Concept in Hindu law

Stridhana is a term associated with property in Hindu law. Whether property is stridhan, or a woman’s estate, depends on the source from which it has been obtained. A woman has inalienable rights over stridhan, and she can claim the same even after separation from her husband.

== Characteristics of stridhana ==

=== Under Hindu law ===
Properties acquired from the following sources by a Hindu female constitute sridhan.
- Gifts and bequests received from relations (The Dāyabhāga School however doesn’t recognize gifts of immovable property by her husband as stridhan)
- Gifts and bequests from non-relations/strangers
- Property acquired by self exertion, science and arts. (A woman may acquire property at any stage of her life by her own self exertion, such as by manual labor, employment, or by singing, dancing etc., or by any mechanical art. According to all schools of Hindu law, the property thus acquired during widowhood or maidenhood is her stridhan. The property thus acquired during coverture also constitutes her stridhan according to all schools other than the Mithila and Bengal Schools. During her husband’s lifetime, however, it is subject to his control.)
- Property purchased with the income of stridhan.
- Property purchased under a compromise.
- Property obtained by adverse possession.
- Property obtained in lieu of maintenance.
- Property received in inheritance.
- Property obtained on partition.

=== Under Vedic culture ===
Stridhana, as defined by Yajnavalkya is:

- Wealth received by the woman from her father, mother, husband or brother out of love and affection.
- Wealth given to the bride by her maternal uncle and relative etc. at the time of marriage in presence of nuptial fire.
- Wealth that is given by the husband at the time of second marriage to satisfy his previous wife.
- Wealth given to the bride by the cousins and relatives of her parents.
- Wealth given to the bride from the side of the bride-groom prior to marriage towards duty.
- Wealth given to the newly wedded bride at the time of her departure from her father's house.
- Wealth received by the bride in her matrimonial house after the marriage.
- Wealth given to the new daughter-in-law by the father-in-law or mother-in-law out of love and affection.
- Wealth received by a married or unmarried daughter in her parental house from her brother or parent.

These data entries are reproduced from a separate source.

PR #3914, opened 2026-09-04
[DT-4021] Move feature flags and anonymous metrics onto public BFF endpoints (BFF Phase 5, story 5-F6)

rushtong:
## Addresses

[DT-4021](https://broadworkbench.atlassian.net/browse/DT-4021) — BFF Phase 5, **story 5-F6**.  
Security risk: **low**.

Part of a chain of PRs addressing this ticket:
- [5-F1 security headers](https://github.com/DataBiosphere/duos-ui/pull/3907) (merged) → 
- [5-F2 report sink](https://github.com/DataBiosphere/duos-ui/pull/3908) (merged) → 
- [5-F3 the policy](https://github.com/DataBiosphere/duos-ui/pull/3909) (merged) → 
- [5-F4 terra-helmfile proxy](https://github.com/broadinstitute/terra-helmfile/pull/6497)  → 
- 5-F5 CSP enforcement reports → 
  - Config PRs for enabling app-level CSP enforcement
    - https://github.com/broadinstitute/terra-helmfile/pull/6498 (merged)
    - https://github.com/broadinstitute/terra-helmfile/pull/6499 (merged)
    - https://github.com/broadinstitute/terra-helmfile/pull/6500 (post-audit)
- **5-F6 public BFF endpoints (this PR)**

## Summary

This PR moves **two of the three remaining direct browser paths** onto public BFF endpoints when `bffEnabled` is enabled:

| Flow | Public BFF endpoint | Upstream | Removed from `connect-src` |
|---|---|---|---|
| Feature flags | `GET /public/features`, `/public/features/:key` | Consent | `apiUrl` |
| Anonymous metrics | `POST /public/metrics/event` | Bard | `bardApiUrl` |

Identified metrics continue through the authenticated Bard proxy. Legacy-mode clients retain their existing direct upstream URLs.

**Added a line to `.gitignore`** so that AI CI runs don't accidentally commit an unnecessary `server/pnpm-lock.yaml` file.

### Known and accepted gap: notifications

Notification banners remain a direct browser fetch to `https://storage.googleapis.com/duos-banners-<env>/`, the bucket named by `bannersUrl`. BFF-mode `connect-src` is therefore `'self'` plus that one path-scoped bucket entry, not `'self'` alone.

DT-4063 (#3942) has since moved the feed to per-environment buckets, so the URL shape is settled. It did not put the fetch behind the BFF, and no ticket covers that yet. Proxying a public GCS object is the one of the three paths with no existing pattern to copy, so `/public/notifications` stays out of this PR.

### Design

The public endpoints use a separate proxy module rather than `registerUpstreamProxy`. They do not read session credentials, forward cookies or authorization headers, or inject a session access token.

The routes register independently of `DUOS_DB_HOST` and `bffEnabled`, allowing them to operate without session infrastructure. Client routing switches to these endpoints only when `bffEnabled` is enabled.

The existing proxies cannot accommodate these flows through their current unauthenticated-path configuration:

- Exact path matching would require separate handling for `/feature` and `/feature/:key`.
- Anonymous and identified metrics share the upstream `POST /api/event` route. Making that route unauthenticated would also remove authentication from identified events.

### Safeguards

- Strip outbound `cookie`, `authorization`, and `x-csrf-token` headers.
- Strip upstream `set-cookie`, `clear-site-data`, and `www-authenticate` response headers.
- Inject `x-app-id` and apply response hardening.
- Apply per-route rate limits and an 8 KiB limit to metrics request bodies.
- Parse metrics bodies as JSON, rejecting malformed JSON and unsupported content types.
- Reject feature-flag responses with non-JSON content types when they contain a body; preserve bodiless responses.

CSRF and Fetch Metadata checks are intentionally omitted because these endpoints do not use the caller’s session authority.

### Validation

Added tests cover client URL selection, credential stripping, response handling, request limits, upstream failures, and registration with missing or invalid upstream configuration.

`FeatureFlag.ts` currently has no application callers. It is retained for future use, as documented in ADR-013, so ordinary UI testing does not exercise the feature-flag flow. Automated client and proxy tests provide coverage for that path.

[DT-4063]: https://broadworkbench.atlassian.net/browse/DT-4063?atlOrigin=eyJpIjoiNWRkNTljNzYxNjVmNDY3MDlhMDU5Y2ZhYzA5YTRkZjUiLCJwIjoiZ2l0aHViLWNvbS1KU1cifQ


fboulnois (approved):
A few issues I found with Claude and Codex:

## High priority: telemetry failures

1. **An empty `bardApiUrl` suppresses all error reporting.**
  `src/libs/ajax/fetchAdapter.ts:59` The guard uses `url.startsWith(bardApiUrl)`, which matches every URL when `bardApiUrl` is empty. The base config already uses an empty value, and this PR makes leaving it empty more likely in BFF mode. The guard predates this PR. **Fix:** only match a nonempty value, or share one metrics-URL predicate with `Metrics.ts`.

2. **Missing `DUOS_BARD_URL` makes anonymous metrics appear successful while being lost.**
  `server/src/index.ts:274`; `server/src/proxy/publicProxy.ts:242` BFF startup only warns when this variable is missing. The metrics route is then absent, so requests fall through to the SPA handler and receive `200 text/html`. The client treats that as success. **Fix:** require the variable in BFF mode or register a route that returns 503.

3. **A shared timeout disables metrics after 30 seconds. (pre-existing)**
  `src/libs/ajax/Metrics.ts:9` The module creates one `AbortSignal.timeout(30000)` at load time. Once it aborts, later calls using it fail immediately and their errors are swallowed, including error-reporting calls. Introduced by DT-979 (#2722). **Fix:** create a fresh timeout signal for each call.

## Medium priority

4. **Metrics URL detection can throw and suppress unrelated errors.**  
   `src/libs/ajax/fetchAdapter.ts:53` `new URL()` throws on invalid input, and callers do not await `reportError`, creating an unhandled-rejection risk. Matching only the pathname also suppresses failures from foreign origins with the same path. **Fix:** handle invalid URLs and require the same origin.

5. **The custom JSON parser changes valid request bodies.**  
   `server/src/proxy/publicProxy.ts:217` It duplicates Fastify's parsing and size checks, while omitting the built-in secure JSON parser's protections. Passing parsed values to reply-from silently forwards `null`, `false`, `0`, and `""` as empty bodies. Objects are unnecessarily parsed and serialized again. **Fix:** validate JSON while retaining the raw string, then forward it explicitly through `opts.body` and `contentType`, with content length recomputed.

6. **The CSRF exemption is too easy to miss for future public routes.**  
   `src/libs/ajax/fetchAdapter.ts:79` Only `POST /public/metrics/event` is exempted. A future public write route could request an auth-gated CSRF token and send anonymous visitors through logout after a 401. **Fix:** exempt same-origin `/public/` paths in `needsCsrfToken`.

7. **The public error handler hides useful logs.**  
   `server/src/proxy/publicProxy.ts:214` The handler returns minimal responses but bypasses server error logging, hiding rate-limit events and genuine server failures. **Fix:** keep the minimal responses and add appropriate logging.

8. **Rate limiting can silently disappear after a registration refactor.**  
   `server/src/proxy/publicProxy.ts:212` Route limits do nothing unless the rate-limit plugin is registered in an ancestor scope. Current tests register it themselves, so they would miss a startup regression. **Fix:** fail startup if `app.hasDecorator('rateLimit')` is false, following the existing CSRF guard pattern.

rushtong:
@fboulnois - Thanks for the findings, all should now be addressed except for bullet **3: A shared timeout disables metrics after 30 seconds. (pre-existing)**. I'm filing that as a follow up ticket in the epic in [DT-4086](https://broadworkbench.atlassian.net/browse/DT-4086)

[DT-4086]: https://broadworkbench.atlassian.net/browse/DT-4086?atlOrigin=eyJpIjoiNWRkNTljNzYxNjVmNDY3MDlhMDU5Y2ZhYzA5YTRkZjUiLCJwIjoiZ2l0aHViLWNvbS1KU1cifQ

server/src/proxy/publicProxy.ts
```diff
@@ -0,0 +1,289 @@
...
+export const PUBLIC_METRICS_EVENT_PATH = '/public/metrics/event'
+
+/** Bound anonymous JSON requests while allowing room for event properties. */
+export const METRICS_BODY_LIMIT = 8 * 1024
+
+const RATE_LIMIT_WINDOW_MS = 60_000
+
+export const FEATURES_MAX_PER_WINDOW = 60
+
+export const METRICS_MAX_PER_WINDOW = 120
```
otchet-broad, line 37: Does Bard have any kind of rate limiting?  Could this number possibly be greater than that?  Would it be better to just delegate rate limiting to that service instead of adding it here?

server/src/proxy/publicProxy.ts
```diff
@@ -0,0 +1,289 @@
...
+/**
+ * Bare bodies, like the session proxies' error shape under ADR-010: a parser
+ * or rate-limit error message can carry framework detail, and no client reads
+ * it. Logging still happens here, because this handler replaces the app-level
+ * handleServerError for the whole /public scope.
+ */
+function handlePublicError(error: FastifyError, request: FastifyRequest, reply: FastifyReply): FastifyReply {
+  const statusCode = error.statusCode ?? 500
+  if (statusCode === 429) {
+    request.log.warn({ ip: request.ip, url: request.url }, '[public-proxy] rate limit exceeded')
```
otchet-broad, line 219: We should probably check to see if a `Retry-After` header is set and if not, set it appropriately.

otchet-broad (commented):
Setting the [Retry-After](https://developer.mozilla.org/en-US/docs/Web/HTTP/Reference/Headers/Retry-After) header when we're returning a 429 is probably the biggest thing we should do at this point.  It will allow callers to know when they can resume calling the service.

I'm also wondering if we should really be doing rate limiting on Bard ourselves.  It seems like we should make sure that we're honoring the rate limiting that Bard does itself.  

The other concern with Bard:  will they honor the x-forwarded-for header?  If not, it may look like every request is coming from the proxy instead of the remote client.  Probably worth confirming.

server/src/proxy/publicProxy.ts
rushtong: `@fastify/rate-limit` adds `Retry-After` (and the `X-RateLimit-*` headers) on every 429. [Adding a test](https://github.com/DataBiosphere/duos-ui/pull/3914/commits/5cd84381f9fc3ddfdf556229ae1b624779aa1c2c) for continued enforcement.

server/src/proxy/publicProxy.ts
rushtong: Checked the Bard source (https://github.com/DataBiosphere/bard): it has no rate limiting. The only throttle is a 10s delay on the `request:failed` event. So there is nothing on the Bard side. The 120/min per-client limit here is the only guard on an anonymous call to DUOS' path. The legacy path had none because browsers called Bard directly.

rushtong:
> The other concern with Bard: will they honor the x-forwarded-for header? If not, it may look like every request is coming from the proxy instead of the remote client. Probably worth confirming.

Bard doesn't read `X-Forwarded-For`. It forbids an `ip` property in the body and calls Mixpanel from its own server, so Mixpanel only sees Bard's address before our BFF code took over the call. The header we forward is correct but has no consumer today, so this change is neutral.

kevinmarete (approved):

otchet-broad (approved):
👍

PR #3916, opened 2026-09-08
[DT-4002] Improve the SO Data Access Approvals help text and fix header text overflow

kevinmarete:
### Addresses

Completes [DT-4002](https://broadworkbench.atlassian.net/browse/DT-4002). Security risk: **no**. [DT-3321](https://broadworkbench.atlassian.net/browse/DT-3321) asked for the same change and is now closed as a duplicate of DT-4002.

### Summary

The DAR Approvals description in the Signing Official console read "Your Institution's Data Access Approvals: Records from all current data access approvals", which communicated neither of the two things an SO can actually do on the page. It now reads:

> Review all approved Data Access Requests (DARs) submitted by researchers at your institution. When required, your approval must happen before a DAR can proceed to Data Access Committee (DAC) review — you can approve those requests directly from this page.

That longer text exposed a pre-existing layout bug in the shared `TableHeaderSection`: the title and description containers carried hardcoded `width: 150%` / `width: 120%` inline overrides. With short text this went unnoticed, but at realistic length the box inflated well past the visible page width, so the text only wrapped off-screen and appeared to run off the page. Replaced the fixed percentages with `flex: 1` / `minWidth: 0` on the header container so text wraps within the real page width. `minWidth: 0` is the load-bearing half — the container sits inside a `flex-direction: row` parent that would otherwise refuse to shrink it below min-content.

The title ("My Institution's Data Access Approvals") is unchanged.

After

### Testing

`TableHeaderSection` is used by 21 files, so this ran against the full suite rather than the touched specs: 3895 tests / 351 files pass, with `pnpm run lint` and `pnpm run type-check` both clean. Neither change had test coverage before, so this adds an assertion for the new description text and a regression test that fails if the fixed widths come back.

----

- Verify all tests go green

[DT-4002]: https://broadworkbench.atlassian.net/browse/DT-4002?atlOrigin=eyJpIjoiNWRkNTljNzYxNjVmNDY3MDlhMDU5Y2ZhYzA5YTRkZjUiLCJwIjoiZ2l0aHViLWNvbS1KU1cifQ
[DT-3321]: https://broadworkbench.atlassian.net/browse/DT-3321?atlOrigin=eyJpIjoiNWRkNTljNzYxNjVmNDY3MDlhMDU5Y2ZhYzA5YTRkZjUiLCJwIjoiZ2l0aHViLWNvbS1KU1cifQ


rushtong (approved):
👍🏽

otchet-broad (approved):

PR #3920, opened 2026-09-09
[DT-4003] Clean up and simplify the DAR vote page UI

kevinmarete:
### Addresses

https://broadworkbench.atlassian.net/browse/DT-4003

Security risk: **no** — presentation-only changes to an existing review page; no new data access, routes or controls.

### Summary

Cleans up the DAR review/vote page: the read-only warning moves to the top of the page as a MUI `Alert` matching `ManualReviewWarningBanner`, the Voting History tab loses its redundant "Votes" title, and the Full DAR tab loses the DAR ID/project title heading, the divider above the summary and the embedded voting history table (now only on the page's own Voting History tab) along with the orphaned `VotingHistoryOverview` component.

The Full DAR tab's step navigation moves from a vertical side panel to a horizontal tab bar above full-width content, so it lines up with the page's other tabs. It reuses the review page's `reviewTabsSx` via a new `stepTabsSx` rather than restating those styles as CSS overrides on MUI internals.

`DataAccessRequestApplication` renders in two places under `existingDarsReadOnlyMode` — inside this tab, and standalone at `/dar_application_review/:collectionId` and `/progress_report_application/:collectionId` (the "Review", "Review Closeout" and progress-report actions in the DAR collection table). Only the embedded case has a header above it, so the heading and layout changes are keyed on a new `embedded` prop set by `DarCollectionReview`; the standalone pages keep their own heading and side panel.

After

### Testing

Added coverage for the read-only warning and its position relative to the review header, `ScrollableTabs` orientation, and the embedded-vs-standalone heading and step-tab layout. `pnpm run lint` and `pnpm run type-check` are clean, and the full Vitest suite passes (377 files, 4505 tests).

----

- Verify all tests go green


src/pages/dar_application/DataAccessRequestApplication.css
```diff
@@ -199,6 +207,13 @@ fieldset[disabled] .regular-checkbox:before {
   background-color: rgba(43, 189, 155, .3);
 }
 
+/* Layout only; the tab bar itself is styled by stepTabsSx so it matches the review
+   page's other tab bars. */
+.step-tabs-container--horizontal {
+  width: 100%;
+  margin-bottom: 1rem;
+}
```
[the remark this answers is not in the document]
kevinmarete: Leaving this as-is — the divergence from the vertical variant is the intent of the ticket, and the label styling isn't actually lost.

`.step` never renders in this mode: every tab reachable under `existingDarsReadOnlyMode` is built with `showStep: false` (`DataAccessRequestApplication.tsx:417`, `:424`, `:433`), so there is no "Step N" line to style.

`.title` keeps its font size and colour. `stepTabsSx` sets both on `.MuiTab-root` and the label div inherits them, and no other `.title` rule exists in the app to compete. Montserrat comes from the global MUI theme (`muiThemeFix`), and `textTransform: 'none'` is in `stepTabsSx` because a bare `Tabs` doesn't inherit it from `TabControl`'s `baseTabsSx` the way the review page's other tab bars do.

Matching the side panel's bold 17px styling would undo the change DT-4003 asks for: the Full DAR tab bar is meant to line up with the review page's other tabs, which is why it now derives from `reviewTabsSx` rather than restating overrides on MUI internals.

fboulnois (approved):
A few suggestions developed with Codex:

### [P2] Preserve voting history on standalone researcher pages

`src/pages/dar_application/DataAccessRequestApplication.tsx:403` removes voting history for every read-only use, including `/dar_application_review/:collectionId`. Researchers lose the dataset decisions, dates, and rationales previously available there; the collection review’s replacement Voting History tab is restricted to DAC users/admins. Suppress the duplicate history only when embedded in the voting page.

### [P2] Keep the heading outside the embedded Full DAR view

`src/pages/dar_application/DataAccessRequestApplication.tsx:663` hides the DAR/project heading whenever `existingDarsReadOnlyMode` is true. Both standalone review and progress-report creation use that flag and have no surrounding `ReviewHeader`. Use an explicit embedded-view flag to preserve their heading.

## Material UI assessment

The new `Alert`, orientation prop, and indicator `slotProps` are appropriate uses of `MUI Alert` and `Tabs`. Two improvements are advisable:

- Narrow `.MuiButtonBase-root` styling in `src/pages/dar_application/DataAccessRequestApplication.css:226` to `.MuiTab-root`; it currently also styles scroll buttons.
- The existing `ScrollableTabs` uses tabs as scroll navigation without tab-panel associations or a tablist label. This predates the branch, but remains an accessibility gap in the redesigned horizontal navigation.

kevinmarete:
Thanks @fboulnois — all four addressed.

**Voting history on standalone researcher pages** — real regression, fixed. `VotingHistoryOverview` is restored and the tab is now dropped only when `embedded`, so `/dar_application_review/:collectionId` and `/progress_report_application/:collectionId` keep it and only the Full DAR tab defers to the review page's own Voting History tab. The vote shaping moved to `src/pages/dar_application/votingHistoryData.ts` so the component keeps the size reduction, and `buildVoteRecords` is skipped entirely when embedded. Its spec came back with it, and the embedded/standalone test now asserts the tab either way.

**Heading outside the embedded view** — already the case on this branch: the heading is gated on `!embedded`, not `existingDarsReadOnlyMode`, so standalone review and progress-report creation keep theirs. `DataAccessRequestApplication.spec.tsx` covers both.

**`.MuiButtonBase-root`** — narrowed to `.MuiTab-root` at all three sites, so the scroll buttons are no longer caught, and the two duplicate blocks are merged.

**Tablist accessibility** — added an `aria-label` to the `Tabs`. The missing tab-panel associations need the tablist role dropped for a nav/list across all three consumers, which is more than this branch should carry; happy to file it as a follow-up.

src/pages/dar_application/votingHistoryData.ts
```diff
@@ -0,0 +1,135 @@
...
+
+  const formatDate = (dateString: string | number): string => {
+    return new Date(dateString).toLocaleDateString('en-US', {
+      year: 'numeric',
+      month: 'long',
+      day: 'numeric',
+    })
+  }
+
+  const isElectionClosed = !hasFinalVote && (election?.status === ElectionStatus.CLOSED || election?.status === 'Canceled')
```
otchet-broad: Is there a better way to deal with these string constants? 'Canceled', 'Approved', 'Denied' or are these the only uses of them throughout the code?  I worry that we don't have consistency in terminology across the app.

otchet-broad (approved):
Nice work.  See my one small comment about constants.  Not a deal breaker, but it would be nice to get these consolidated so that we can use them in a consistent manner across code.

src/pages/dar_application/votingHistoryData.ts
kevinmarete: Good catch — they weren't the only uses, and the duplicate was the one that mattered.

`ElectionStatus` in `src/utils/DarUtils.ts` now carries `CANCELED`, and a sibling `VoteDecision` holds `APPROVED`/`DENIED`/`PENDING`. This file uses both, and so does `processElectionStatus` (`src/libs/utils.ts:314`), which was independently spelling out `'Approved'`/`'Denied'` for every election-status table in the app — that was the real terminology risk, since the two could have drifted apart.

I left the dashboard tile labels (`ResearcherDashboard`, `SigningOfficialDashboard`, `DACDashboard`) as literals: those are display strings sitting alongside `'Total'`, `'In Process'` and `'Active'`, so importing constants for two of four entries would read worse than it does now. Happy to pull those in too if you'd rather have the words in exactly one place.

83aba008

Manu has prescribed six kinds of stridhana to the minimum extent. According to Manusmriti, after the death of an issueless woman, her relatives are entitled to get her stridhan. If the marriage has been performed in the form of Brahma, Daiva, Gandharba or Prajapatya, the husband of the deceased issueless woman is entitled to get the stridhan, however, in case of Asura, Rakhyasa and Paisacha form of marriage, the stridhan of an issueless, deceased woman is taken by her father or mother.

== Hindu Succession Act ==
The Hindu Succession Act (Act No. 30 of 1956) resulted in many changes being made to both the Mitākṣarā and the Dāyabhāga systems regarding succession and partition.